Dans ce film tiré d'une histoire vraie, Beverly Sutphin est une mère aimante, une épouse dévouée et comblée, une citoyenne modèle qui trie ses ordures et offre un cake au fruits au prof de maths de son fils, une petite rasade aux éboueurs et qui aime observer les oiseaux le dimanche matin. En gros, une femme tout à fait charmante. A ce petit détail près qu'elle passe ses journées à passer des coups de fil anonymes à sa voisine en la traitant de "Pussy face" (je cite) et qu'elle trucide quiconque manquera de civisme ou de respect envers sa famille. Et que tout ceci est une gigantesque farce concoctée par John Waters.

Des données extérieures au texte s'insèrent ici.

PR #3980, opened 2024-06-04
Resubscribe when token expires

DuncanUszkay1:

Fixes https://github.com/Shopify/shopify-functions/issues/211

Previously, when a token expired, the dev session would simply crash. Instead, we want to restart the polling process to the point prior to getting the token, so that the token will be refreshed and the session can go on perpetually.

Bien qu'ayant sérieusement mis de l'eau dans son vin depuis ses débuts trashs et underground, John Waters s'amuse comme un petit fou avec sa vision du téléfilm du dimanche soir forcément tiré de faits réels. Il nous offre un tableau décalé et peu flatteur d'une Amérique hypocrite et bienpensante, dégommant au passage l'église, le puritanisme, le système judiciaire, les banlieues proprettes, les institutions en tous genres, la récupération médiatique, le cinéma familial, la fascination du pays pour ses tueurs en série, l'insensibilité progressive des plus jeunes face à la violence, bref, tout ce qui tombe sous la main de Waters passe au mixeur.
Et le plus étonnant, c'est que le discours de Waters, bien que facile, passe comme une lettre à la poste et ne tombe jamais dans le nauséabond, le cinéaste faisant preuve d'un amour bienveillant envers chacun des ses personnages, qu'ils regardent "Annie" sans rembobiner la VHS, qu'ils portent du blanc après le Labor Day ou bien qu'ils soient tout simplement cons, le tout étant de toute façon à prendre au millième degré.
Drôle et gentiment irrévérencieux, "Serial Mother" permet surtout à Kathleen Turner de faire des étincelles, absolument hallucinante en mère modèle bloquée dans les 50's et fascinée par le massacre de masse. La comédienne, constamment sur le fil, est tout à tour angélique, flippante, et même carrément attachante, épaulée par d'excellents seconds rôles menés par un Sam Waterston excellent en époux dépassé par les évènements.
Parfaitement rythmé et devenu culte au fil des années, "Serial Mother" est un vrai film de sale gosse, une satire frappadingue d'une Amérique réac exécutant des innocents à la pelle, pointant du doigt tout ce qui est marginal mais offrant paradoxalement une tribune aux pires sociopathes que la terre aie portée... à condition bien sûr qu'ils trient leurs ordures.